## [INPUT FOR THIS TASK]

PR #171, opened 2021-09-26
UX Improvements

Tamookk:
This PR makes multiple user experience improvements. These improvements are:

- A reason for failure is now given if the SUV2ROI process fails.
- The footer on the main page has been updated to read "@OnkoDICOM2021".
- The clinical data CSV page in the add-on options menu has had its text updated.
- "RT DOSE" in the calculate DVH prompt that appears when OnkoDICOM loads a patient has been changed to "RTDOSE".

## [ACTIVITY]
Scan the lines above for "UX Improvements" and for "- The clinical". Repeat exactly the line holding each of them and every line in between.

## [OUTPUT BELOW]
UX Improvements

Tamookk:
This PR makes multiple user experience improvements. These improvements are:

- A reason for failure is now given if the SUV2ROI process fails.
- The footer on the main page has been updated to read "@OnkoDICOM2021".
- The clinical data CSV page in the add-on options menu has had its text updated.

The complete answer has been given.